Keep us "tuned" in...


----------



## Maggie-NC (Jun 22, 2005)

Nab, how old is G4?


The new baby is so sweet and tiny. Congratulations on a great "bunch" of babies.


----------



## mr squeaks (Apr 14, 2005)

Maggie...I was hoping he was old enough to be a "croaker!"  Pretty sure he is...


----------



## nabisho (Nov 18, 2004)

*He's almost 2 years old now*

He's the little fellow that was found floating down the Truckee River winter before last in his nest as a baby. So he's nearly two years old now. Sure would miss him a lot if something happened to him. Here's a video I shot of the noise - it's a Quicktime .mov file and will take a long time to download if you are on a dial up. I'm very worried I think we are going to make a visit to the vet if it's not cleared up by this evening.

NAB 

http://www.youtube.com/watch?v=pUOTH1qYepM


----------



## Feather (Dec 8, 2005)

Gee Nab,

My birds have made some funny sounds, but I have never heard this Chihuahua imitation before now.

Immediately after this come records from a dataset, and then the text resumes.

PR #9233, opened 2020-12-06
Make Line text in Search-results translatable

### LINKED ISSUE #9224: Ability to localize "Line" preceding each line number on Search Results
Hello,

When using `Find All in Current Document` or `Find All in All Opened Documents`, that kind of result is displayed:

```
Circà "margine" (3 risultati in 1 ducumenti frà 1 ducumenti circati)
  C:\Users\patriccollu\Downloads\corsican 201203.xml (3 risultati)
	Line 854:                 <MarginsBorderEdge title="Margine è bordu">
	Line 855:                     <Item id="6201" name="Margine di piegatura"/>
	Line 932:                     <Item id="6607" name="Preferenze di margine (Unita : mm)"/>
```

Everything is translated, excepted the word "**Line**" preceding each line number. Would it be possible to localize this word?

Thanks,
Patriccollu.

sasumner:
Fix #9224

Notes: 

* Changes lexer code so that it no longer looks for a four-character wide fixed token on "Line" lines of search result; it looks for the first space character following the token instead.  This allows the translation of "Line" to be less or more characters long.  Translation restriction for "Line": Must not contain a space or a colon.  [**EDIT:** Second commit lifts the restriction on a colon being in the "Line" translation string, if user wants this for some reason.]

* Prepares the translated text for "Search" and "Line" output lines only once, when a search is begun (otherwise, for "Line" it would pointlessly and repeatedly prepare the same text over and over for each "Line" of the result).

* Eliminates the styling of the space character between "Line" and the digits of the line number (see image [HERE](https://github.com/notepad-plus-plus/notepad-plus-plus/issues/9224#issuecomment-738864831) for why this was wrong and was changed) 

* Performs some additional error checking on the user's translation for "Search" so that it is now impossible for a "Search" line to appear to the lexer as a "file" line or a "Line" line.  Translation restrictions for "Search": Must not start with a space or tab.

### DIFF
--- a/PowerEditor/src/ScitillaComponent/FindReplaceDlg.cpp
+++ b/PowerEditor/src/ScitillaComponent/FindReplaceDlg.cpp
@@ -3435,8 +3435,7 @@ generic_string Finder::getHitsString(int count) const
 
 void Finder::addSearchLine(const TCHAR *searchName)
 {
-	NativeLangSpeaker *pNativeSpeaker = (NppParameters::getInstance()).getNativeLangSpeaker();
-	generic_string str = pNativeSpeaker->getLocalizedStrFromID("find-result-title", TEXT("Search"));
+	generic_string str = _searchResultSearchPrefix;
 	str += TEXT(" \"");
 	str += searchName;
 	str += TEXT("\" \r\n");
@@ -3527,8 +3526,11 @@ void Finder::addSearchHitCount(int count, int countSearched, bool isMatchLines, 
 
 void Finder::add(FoundInfo fi, SearchResultMarking mi, const TCHAR* foundline)
 {
+	// build up and add a line like this: "\tLine 123: xxxxxxHITxxxxxx"
+	
 	_pMainFoundInfos->push_back(fi);
-	generic_string str = TEXT("\tLine ");
+
+	generic_string str = TEXT("\t") + _searchResultLineNbPrefix + TEXT(" ");
 
 	TCHAR lnb[16];
 	wsprintf(lnb, TEXT("%d"), fi._lineNumber);
@@ -3596,16 +3598,19 @@ void Finder::wrapLongLinesToggle()
 
 bool Finder::isLineActualSearchResult(const generic_string & s) const
 {
-	const auto firstColon = s.find(TEXT("\tLine "));
-	return (firstColon == 0);
+	// actual-search-result lines are the only type that start with a tab character
+	// sample: "\tLine 123: xxxxxxHITxxxxxx"
+	return (s.find(TEXT("\t")) == 0);
 }
 
 generic_string & Finder::prepareStringForClipboard(generic_string & s) const
 {
-	// Input: a string like "\tLine 3: search result".
-	// Output: "search result"
+	// Input: a string like "\tLine 123: xxxxxxHITxxxxxx"
+	// Output:              "xxxxxxHITxxxxxx"
+
 	s = stringReplace(s, TEXT("\r"), TEXT(""));
 	s = stringReplace(s, TEXT("\n"), TEXT(""));
+
 	const auto firstColon = s.find(TEXT(':'));
 	if (firstColon == std::string::npos)
 	{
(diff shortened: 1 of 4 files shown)


ArkadiuszMichalski:
> Translation restriction for "Line": Must not contain a space or a colon.

It's worth adding it as a comment in `english.xml`. 

```<find-result-line-nb-prefix value="Line"/> <!-- here -->```

If other items also have some restrictions it is worth mentioning them in the comment. This is important for people doing translations.

**Comment by sasumner** [comment]
@ArkadiuszMichalski Good suggestion, I will add that.
I realized that a colon is actually OK in the "Line" text, so I'm going to do a slight revision to this anyway; I'm closing until I get that finished, then I'll reopen.

**Comment by donho** [comment]
@sasumner 
I do believe the code of PR is needed for the translation. But the code is the way too much to translate "Search" & "Line".
Sincerely, I don't think we do need to translate these 2 simple English words, especially with such massive code.

**Comment by sasumner** [comment]
@donho 

>I don't think we do need to translate these 2 simple English words

Let's consider `"Search"` ...

"Search" is already translated: `<find-result-title value="Search"/>`

But without some additional simple "protections" in code, some obscure bugs could result (users do crazy things) -- why not prevent them if it is easy to do?

The following screenshots were all generated from 7.9.1 code, not the PR code:

image
(Note above the "Search" line is green like a path line and the folding is wrong)

image
(Note above a lot of things messed up here)

image
(Note above it is even worse if you run more than one search)

**Comment by sasumner** [comment]
@donho 

>I don't think we do need to translate these 2 simple English words

Let's consider `"Line"` ...

Well, "Line" is just fine with me, but I am a native English speaker.

But what if I weren't?  How would I feel about it as a user?
I'd probably get annoyed every time I saw this "ugly symbol" in my "Search results":

image

I mean, just what IS that ugly symbol??  :-)

But, on a serious note, why not give the user a complete translation in this area of the UI?
The changes the PR presents are super-easy to validate.

**Comment by donho** [comment]
@sasumner 
> (Note above a lot of things messed up here)

So it's rather a bug? How can I reproduce it?

> I'd probably get annoyed every time I saw this "ugly symbol" in my "Search results":

I don't follow you... Do you mean the word "Line", these 4 characters, is an ugly symbol for non English users?

**Comment by sasumner** [comment]
>So it's rather a bug? 

So it is obscure, but I discovered the possibility of it when I was investigating the main thrust of this PR, meaning allowing "Line" to be translated.

>How can I reproduce it?

If you start this string with a space or a tab:

`<find-result-title value="Search"/>`

Example:

`<find-result-title value="         Search"/>`

Again, it is obscure, but I was "in the code" so I thought I would close the hole.

>Do you mean the word "Line", these 4 characters, is an ugly symbol for non English users?

Isn't any foreign word ugly to someone when all of the rest is in a comfortable language?

**Comment by sasumner** [comment]
@donho 

What's the feeling, for a new issue and PR, that fixes **_ONLY_** THIS problem with the lexer:

image

**Comment by sasumner** [comment]
>But the code is the way too much to translate "Search" & "Line".
>I don't think we do need to translate these 2 simple English words, especially with such massive code.

This is "code is ... way too much" and is "massive code" ??

Here is my response to that:

* Some quantity of code in the PR could be reduced if we wanted to translate "Line" on every single line of output in the "Search result" window.  But it seems "wasteful" to do that constantly for perhaps thousands+ of potential output lines.  Why not do the translation one time per search?

* Much of the "code" is in the form of comments to help define the uncoupled interface between "PowerEditor" and "Scintilla" code.  This interface was VERY POORLY known (until I took the trouble to figure it out), so I thought I would add comments to help clarify how this works, for the betterment of the code for the future.

* The code in `Finder::isLineActualSearchResult()` could have remained unchanged, but it was misleading: It used a variable called `firstColon` but there were no colons involved at all, so I thought by changing this code it makes it make more sense.

* Comments in `Finder::prepareStringForClipboard()` did not have to be changed, but the change makes the code better

But again, there is little question of the code of this PR working correctly, so what does it matter the quantity of code changed?

**Comment by sasumner** [comment]
If it is not important to translate "Line" for the convenience of the user, let's just say that and close PR and issue.

**Comment by donho** [comment]
@sasumner 

My opinion about the translation of "Line" is here:
https://github.com/notepad-plus-plus/notepad-plus-plus/issues/9224#issuecomment-740267055

> Example:
`<find-result-title value=" Search"/>`

OK, I can reproduce it.
However, I don't consider it as "bug" but rather a "PEBKC". Firstly all the official localization files contain the correct translation format (without ws/TAB before) - so such situation won't happen if the localization files are untouched. Secondly, I don't see why the translator add any ws or TAB before the translation. Even if it could happen, it gives the indicator to the translator to fix it.
 
Basically, I agree with your arguments, especially if it's crash issue or critical issue are caused, but not such minor visual issue which could happen very rarely. As a result, this PR won't be included, hope you understand my position.

**Comment by ArkadiuszMichalski** [comment]
@donho If this is too much code so why not only make this two labesl translatable (without checking correct value) and just add a comment inside `englis.xml` file to not use some chars  https://github.com/notepad-plus-plus/notepad-plus-plus/pull/9233#issuecomment-739501257. It's very odd when you have a translation system and you omit some elements.

**Comment by donho** [comment]
@ArkadiuszMichalski 

Actually it's only 1 label to translate in this PR (my mistake to say 2 labels to translate).
OK, I will give it a try (in my way).

**Comment by donho** [comment]
@ArkadiuszMichalski 

Done in https://github.com/notepad-plus-plus/notepad-plus-plus/commit/e3455a0f7e2e8aa2c97d1f7a6d2ddfde2d83f95e

**Comment by sasumner** [comment]
@donho 

> this PR won't be included, hope you understand my position

No worries, although my nice comments that could have lived forever in the code just have to live on in my personal notes.  :-)

Can you either approve or disapprove of this idea ? :  https://github.com/notepad-plus-plus/notepad-plus-plus/pull/9233#issuecomment-740088620

**Comment by donho** [comment]
@sasumner 
> What's the feeling, for a new issue and PR, that fixes ONLY THIS problem with the lexer? :

It's the problem of lexer. I will take care of this issue.

**Comment by donho** [comment]
@sasumner 
Fixed: https://github.com/notepad-plus-plus/notepad-plus-plus/commit/2f6454a085b772f17d3052e28d7f9d674218a725

File: PowerEditor/src/ScitillaComponent/FindReplaceDlg.cpp [hunk 1]
```diff
@@ -3596,16 +3598,19 @@ void Finder::wrapLongLinesToggle()
 
 bool Finder::isLineActualSearchResult(const generic_string & s) const
 {
-	const auto firstColon = s.find(TEXT("\tLine "));
```
sasumner, line 3599: Just a comment so that I can get a link directly to "here"

Issue #8338, opened 2020-05-28
 [Feature Request] Add tabs counter in visible place


ArkadiuszMichalski:
Please consider adding a tabs counter in somewhere in a visible place, for example:
1. Before `X` button in Menu bar.
2. Or somewhere in Status bar.
3. Or any other better visible place.

This is a very convenient improvement for people who work on a large number of tabs, and sometimes by mistake we close some tab/tabs. With tabs counter we can easy control if our sets of tabs is complete.

Format for tabs counter can be just `Number` or `Number/Number` (for two views), or more obvious like `Tabs: Number` or `Tabs: Number/Number` in Status bar. This can also be optional for people who don't need it (some checkbox in Preferences).  In detail, this can be done in different ways, it is more important to accept this future.

ArkadiuszMichalski:
We have information about: numbers of chars, numbers of lines, numbers of words, numbers of chars in selections, etc., but not how many files we have opened. At least in this window, which is dedicated for tabs.
![image](https://user-images.githubusercontent.com/2730894/83683092-1fede680-a5e5-11ea-9044-8a3665768409.png)
Let it be so, I will look for a solution through a plugin.

sasumner:
>I will look for a solution through a plugin.

A scripting plugin could easily do it; example with Pythonscript, with 4 open tabs in Notepad++:

![image](https://user-images.githubusercontent.com/30118311/83684372-eb623680-a5b4-11ea-98cd-6b4586bbc7c0.png)

sasumner:
Another method is to do a _Find All in All Opened Documents_ with a _Find what_ of `\z` in _Regular expression_ search mode.  This will give you something like `...(4 hits in 4 files)` which would indicate that 4 total tabs are open.

ArkadiuszMichalski:
When I doing the translation I just noticed this information in the search result window, but with usability it has little to do, it will come across in a different direction. But I still think it could be added at least here:
![image](https://user-images.githubusercontent.com/2730894/83743544-261eaa00-a65b-11ea-8c26-5cb18ea28fa1.png)
In fact, thanks to the OK button we have free space for additional info. But from my perspective, I still need a real preview, not hidden somewhere, so look around for something else.

sasumner:
Adding it in the box that appears when one chooses _Window_ menu and selects _Windows..._ as shown immediately above seems a reasonable way to do it.  Reopening.

donho:
[...]

PR #9245, opened 2020-12-10
Add all tabs counter for windows dialog

X1ngyuL1u:
As requested by #8338,
Added a status bar to the windows dialog which shows the total number of tabs and will update along with other elements in the dialog. It will also resize well with the whole window. I had to move the "OK" button a little bit higher in order to add this status bar.


PowerEditor/src/WinControls/WindowsDlg/WindowsDlg.cpp
```diff
@@ -865,6 +870,19 @@ void WindowsDlg::doClose()
...
+}
+
+//this function will be called everytime when close is performed
+//as well as each time refresh is performed to keep updated
+void WindowsDlg::doCount()
+{
+	TCHAR count[32];
+	wsprintf(count, TEXT("%d"), _idxMap.size());
+	generic_string msg = TEXT("");
+	msg += TEXT("Total: ");
```
sasumner, line 883: `Total` should be made translatable.

X1ngyuL1u: Updated the total. Now it should be translatable.

donho:
I don't like adding a status bar just for this info.
I think a static text on the bottom of Window dialog to display this info (`Total document number: 25`) will be enough.

X1ngyuL1u:
The original code uses CWinMgr which is hard to manipulate around, plus I think the added status bar can extend spaces for more information in the future if needed, e.g. total number of selected.

X1ngyuL1u:
> I don't like adding a status bar just for this info.
> I think a static text on the bottom of Window dialog to display this info (`Total document number: 25`) will be enough.

I tried to work around with the WinMgr the original code is using, however, I still cannot put he static text to the right place. So this time I tried to put the count to the Title, and now the title of the dialog would be "Windows -- Total tabs opened: XX".

donho (changes requested):
Use Window Caption (title bar) to display info instead of status bar:
"Window (total documents open: 46)"

donho (approved):

PowerEditor/src/WinControls/WindowsDlg/WindowsDlg.cpp
```diff
@@ -228,7 +229,7 @@ BEGIN_WINDOW_MAP(WindowsDlgMap)
 		BEGINCOLS(WRCT_REST,0,0)                       // Begin list control column
 			BEGINROWS(WRCT_REST,0,0)
 				RCREST(IDC_WINDOWS_LIST)
-				RCSPACE(20)
+				RCSPACE(15)
```
donho, line 232: Restore `RCSPACE(20)` which is not necessary.

PowerEditor/src/WinControls/WindowsDlg/WindowsDlg.cpp
```diff
@@ -242,6 +243,7 @@ BEGIN_WINDOW_MAP(WindowsDlgMap)
 			RCTOFIT(IDC_WINDOWS_SORT)
 			RCREST(-1)
 			RCTOFIT(IDCANCEL)
+			RCSPACE(14)
```
donho, line 246: Remove `RCSPACE(14)` which is not necessary.

PowerEditor/src/WinControls/WindowsDlg/WindowsDlg.cpp
```diff
@@ -664,7 +666,7 @@ void WindowsDlg::updateColumnNames()
 
 void WindowsDlg::onSize(UINT nType, int cx, int cy)
 {
-	MyBaseClass::onSize(nType, cx, cy);
+	MyBaseClass::onSize(nType, cx, cy);
```
donho, line 669: Remove all the space characters after `MyBaseClass::onSize(nType, cx, cy);`.

PowerEditor/src/WinControls/WindowsDlg/WindowsDlg.cpp
```diff
@@ -865,6 +868,22 @@ void WindowsDlg::doClose()
 		}
 		ListView_SetItemCount(_hList, _idxMap.size());
 	}
+	doCount();
```
donho, line 871: Why do we need to count the document while closing the dialog?

PowerEditor/src/WinControls/WindowsDlg/WindowsDlg.cpp
```diff
@@ -865,6 +868,22 @@ void WindowsDlg::doClose()
...
+//as well as each time refresh is performed to keep updated
+void WindowsDlg::doCount()
+{
+	NativeLangSpeaker* pNativeSpeaker = (NppParameters::getInstance()).getNativeLangSpeaker();
+	
+	TCHAR count[32];
+	wsprintf(count, TEXT("%d"), _idxMap.size());
+	
+	generic_string msg = TEXT("Windows -- ");
+	msg += pNativeSpeaker->getAttrNameStr(TEXT("Total tabs opened: "), WD_ROOTNODE, WD_TABTOTAL);
```
donho, line 884: Please replace `TEXT("Total tabs opened: ")` by `TEXT("Total documents opened: ")`.

PowerEditor/src/WinControls/WindowsDlg/WindowsDlgRc.h
```diff
@@ -49,4 +49,3 @@
 	#define  IDM_WINDOW_WINDOWS   (IDR_WINDOWS_MENU + 1)
 	#define  IDM_WINDOW_MRU_FIRST (IDR_WINDOWS_MENU + 20)
 	#define  IDM_WINDOW_MRU_LIMIT (IDR_WINDOWS_MENU + 29)
-
```
donho, line 52: Restore this empty line.

donho (changes requested):
Please take consideration on the remarks.

PowerEditor/src/WinControls/WindowsDlg/WindowsDlg.cpp
X1ngyuL1u: Restored

PowerEditor/src/WinControls/WindowsDlg/WindowsDlg.cpp
X1ngyuL1u: Removed

PowerEditor/src/WinControls/WindowsDlg/WindowsDlg.cpp
X1ngyuL1u: Removed

PowerEditor/src/WinControls/WindowsDlg/WindowsDlg.cpp
X1ngyuL1u: This is not closing the dialog, this is the button event which closes the chosen tab in the dialog, thus we need to update the count after we closing tabs

PowerEditor/src/WinControls/WindowsDlg/WindowsDlg.cpp
X1ngyuL1u: Replaced

PowerEditor/src/WinControls/WindowsDlg/WindowsDlgRc.h
X1ngyuL1u: Restored

donho (approved):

I sure hope that it is something that he has aquired after becoming a Daddy, and nothing that is life threatening.

G19, welcome to the world! 

Keep us posted,

Feather


----------



## stephie (May 17, 2006)

That sure is a new one! It almost sounds like hiccup-ing or something.
Let us know how this progresses, I sure am curious... Good luck G4! Hope you feel better!

And Welcome to the world G19! (19?!  ) It's a pleasure to meet you little one!


----------



## Skyeking (Jan 17, 2003)

Hi Nab,

Just in case he is stressed and his immune system needs a little boost, you can give him a garlic capsule down the throat, and use some Echinacea drops for 3 days in water, (no alcohol kind) that usually stops alot of stuff...in case it is the beginning of a cold or something.


----------



## Maggie-NC (Jun 22, 2005)

Nab, he is way old to be croaking. I have never heard a pigeon make this sound so I think I would take him to the vet just to make sure. Could he have swallowed anything foreign that may be lodged in his throat.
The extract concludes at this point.